This plan uses comforting language like “self-directed care” for patients and “shared values” with care-givers. It also appears to include substantive improvements such as increased funding for home and community care and wage increases for Personal Support Workers (PSW).

According to Ross Sutherland, a former home-care nurse and chair of the Ontario Health Coalition, “The home care system is currently a mess. There is no right to care for patients or clients. There is no community control or democracy… we want to raise a warning with the Minister of Health that in some serious ways his reforms could make things a lot worse if the perils of privatization, market-modelled home care and austerity are not avoided.”

Last year, I had some personal experience with this situation when my in-laws had very intense dealings with the health-care system. After a major and complicated operation, my partner’s 82-year-old father was sent home to be nursed by his 80-year-old mother. I argued with the hospital staff who were organizing his discharge and was repeatedly told that every issue I raised would be dealt with by “home care.”

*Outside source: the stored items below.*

PR #561, opened 2026-07-23
refactor: remove GRPC.Channel.t() typespec (unbreaks connect/2 success typing)

pfitz:
## Summary

`GRPC.Channel`'s `@type t` was narrower than the struct's actual value space,
which made Dialyzer infer that `GRPC.Stub.connect/2` could only return
`{:error, _}`. Any downstream code matching `{:ok, channel}` on the result then
got a spurious `pattern_match` warning ("The pattern `{:ok, _}` can never match
the type `{:error, _}`"), even though at runtime `connect/2` returns
`{:ok, channel}` normally.

Per review, rather than relaxing the type to match the `defstruct` defaults,
this PR **removes the `GRPC.Channel.t()` typespec altogether**. Typespec-only,
no behavior change.

## Root cause

```elixir
# lib/grpc/channel.ex
@type t :: %__MODULE__{
        host: String.t(),          # defstruct default: nil
        port: non_neg_integer(),   # defstruct default: nil
        ...
        interceptors: [],          # real value is a non-empty list
        ...
      }
defstruct host: nil, port: nil, ...
```

`GRPC.Client.Connection.build_initial_state/2` builds the **virtual channel**
without `:host`/`:port` (they stay `nil`) and with a non-empty `:interceptors`
list — a legitimate value for a virtual / load-balanced channel, but one the type
above forbids.

`connect/2`'s success branch flows through `finalize_connection/2 → pick_channel/2`,
and `pick_channel/2` carried `@spec pick_channel(GRPC.Channel.t(), keyword())`.
Dialyzer therefore proved `pick_channel(virtual_channel, _)` could never satisfy
`GRPC.Channel.t()` (`nil ∉ String.t()`/`non_neg_integer()`, non-empty list `∉ []`),
so `finalize_connection/2` was `no_return` and `connect/2`'s success typing collapsed
to `{:error, _}`.

(v1.0.1 didn't hit this because its `connect/2` returned `{:ok, ch}` directly from
the `start_child` branch, without the `pick_channel` spec check.)

## Fix

Delete `@type t` from `GRPC.Channel` and replace the ~16 `Channel.t()` /
`GRPC.Channel.t()` references across specs and callbacks with `struct()`:

```elixir
@spec connect(String.t(), keyword()) :: {:ok, struct()} | {:error, any()}
```

`struct()` imposes no field constraints, so the over-narrow type is gone and the
false positive cannot recur — without having to keep a hand-maintained,
easily-drifting struct type in sync with `defstruct`. The now-unused
`alias GRPC.Channel` in `adapter.ex` and `load_balacing.ex` is dropped too.

## Reproduction

Any consumer matching `connect/2`'s result tripped it:

```elixir
def connect_probe do
  case GRPC.Stub.connect("localhost:50051", []) do
    {:ok, ch} -> ch          # dialyzer: pattern {:ok, _} can never match {:error, _}
    {:error, r} -> r
  end
end
```

`mix dialyzer` flagged the `{:ok, ch}` clause. With this change the warning
disappears.

### DIFF
--- a/grpc/lib/grpc/channel.ex
+++ b/grpc/lib/grpc/channel.ex
@@ -16,20 +16,6 @@ defmodule GRPC.Channel do
     * `:adapter_payload` - payload the adapter uses
   """
 
-  @type t :: %__MODULE__{
-          host: String.t() | nil,
-          port: non_neg_integer() | nil,
-          scheme: String.t() | nil,
-          cred: GRPC.Credential.t() | nil,
-          ref: reference() | nil,
-          adapter: atom(),
-          adapter_payload: any(),
-          codec: module(),
-          interceptors: list(),
-          compressor: module() | nil,
-          accepted_compressors: [module()],
-          headers: list()
-        }
   defstruct host: nil,
             port: nil,
             scheme: nil,
--- a/grpc/lib/grpc/channel.ex
+++ b/grpc/lib/grpc/channel.ex
@@ -17,16 +17,16 @@ defmodule GRPC.Channel do
   """
 
   @type t :: %__MODULE__{
-          host: String.t(),
-          port: non_neg_integer(),
-          scheme: String.t(),
-          cred: GRPC.Credential.t(),
+          host: String.t() | nil,
+          port: non_neg_integer() | nil,
+          scheme: String.t() | nil,
+          cred: GRPC.Credential.t() | nil,
           ref: reference() | nil,
           adapter: atom(),
           adapter_payload: any(),
           codec: module(),
-          interceptors: [],
-          compressor: module(),
+          interceptors: list(),
+          compressor: module() | nil,
           accepted_compressors: [module()],
           headers: list()
         }
--- a/grpc/CHANGELOG.md
+++ b/grpc/CHANGELOG.md
@@ -15,7 +15,7 @@
 
 ### Bug Fixes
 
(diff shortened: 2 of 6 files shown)


grpc/lib/grpc/channel.ex
```diff
@@ -17,16 +17,16 @@ defmodule GRPC.Channel do
   """
 
   @type t :: %__MODULE__{
```
polvalente: Let's just remove the typespec altogether

pfitz: Ok - removed the specs alltogether.

polvalente (approved):

yordis:
Hey folks,

This would been a breaking change, they are packages using such type, eg https://github.com/TheRealReal/conn_grpc/blob/b40034e4c77fa2ab1033c94fa92acb4aec99e6af/lib/conn_grpc/pool.ex#L119 along with some private code that was pointing to it as well

We are forced to disable the Dialyzer situation as follow:

```
[
 ~r/Unknown type: GRPC\.Channel\.t\/0/
]
```

😭

polvalente:
@yordis We dropped support for Dialyzer quite a while back, this was just a leftover bug from us not verifying things.

The library you mentioned specifies 0.0 as the requirement, and we did many breaking changes since the library last updated dependencies.

edit: the library also specifies grpc as a dev and test only dependency, so I'm not sure how users of both would be affected. This seems like a latent bug in grpc_pool

yordis:
> We dropped support for Dialyzer

What does that means? no Dialyzer types at all anymore?

polvalente:
> > We dropped support for Dialyzer
> 
> 
> 
> What does that means? no Dialyzer types at all anymore? 

Exactly. We haven't run dialyzer on CI or as a dependency for, if I'm not mistaken, years. So it's basically impossible for us to properly support typespecs as a hard dependency. So any time a Dialyzer bug is reported, the only proper fix is to drop that annotation because it's wrong. I'll remove all annotations and release 1.0.4.

Consider any 1.0.x patches still in the same spirit of "we're under the prerrogative of breaking against 0.y"

polvalente:
@yordis 1.0.4 has been released with explicitly dropping all @type annotations, which should avoid PRs like this in the future and removes any public facing type interfaces (types, specs; callbacks absorb the annotations inline).

yordis:
🫡 aye!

And while a nurse did come to administer his IV medication, no one came or phoned about changing his dressings, bathing or managing the tubing on his post-surgical catheter. When I called the Community Care Access Centre (CCAC) responsible for his home care, the case manager told me that he would be entitled to two hours of care a week. The rest was up to his 80-year-old wife. This is the reality of home care in Ontario. Downloading services that should be publicly provided and accessible onto family members, predominantly women.

Unsurprisingly, my in-laws visited many emergency wards in the weeks and months that followed.

I asked the CCAC, quite emphatically, what other programs or supports my partner’s parents might be eligible for and was given the numbers of private agencies we could pay out of pocket for. I recall hearing activists in the 1990s predict this situation. Governments were widely touting home care as the solution to “inefficient” hospitals, blatantly exploiting people’s understandable desire to be cared for at home while opening the door to privatization.

There’s a tired mantra that’s often hauled out around health care: “you can’t just throw money at the problem.” And then everyone nods, as if this is self-evident. And I would agree in this instance, that the home-care system in Ontario does not simply require more funding going to CCACs, which the Toronto Star’s Bob Hepburn aptly describes as “fiefdoms,” where “salaries of top CCAC executives have soared dramatically while incomes of front-line care workers have stagnated or in many cases actually fallen.”

But what if one of the problems is underfunding? What if more money meant nurse practitioners were not mandated by budgets and quotas to send people home before they’re ready? What if instead, their quotas were based on the quality of life of patients determined through their recoveries? What if home-care triage could determine how many hours patients needed to be adequately supported at home rather than simply informing patients’ families that only two hours are budgeted?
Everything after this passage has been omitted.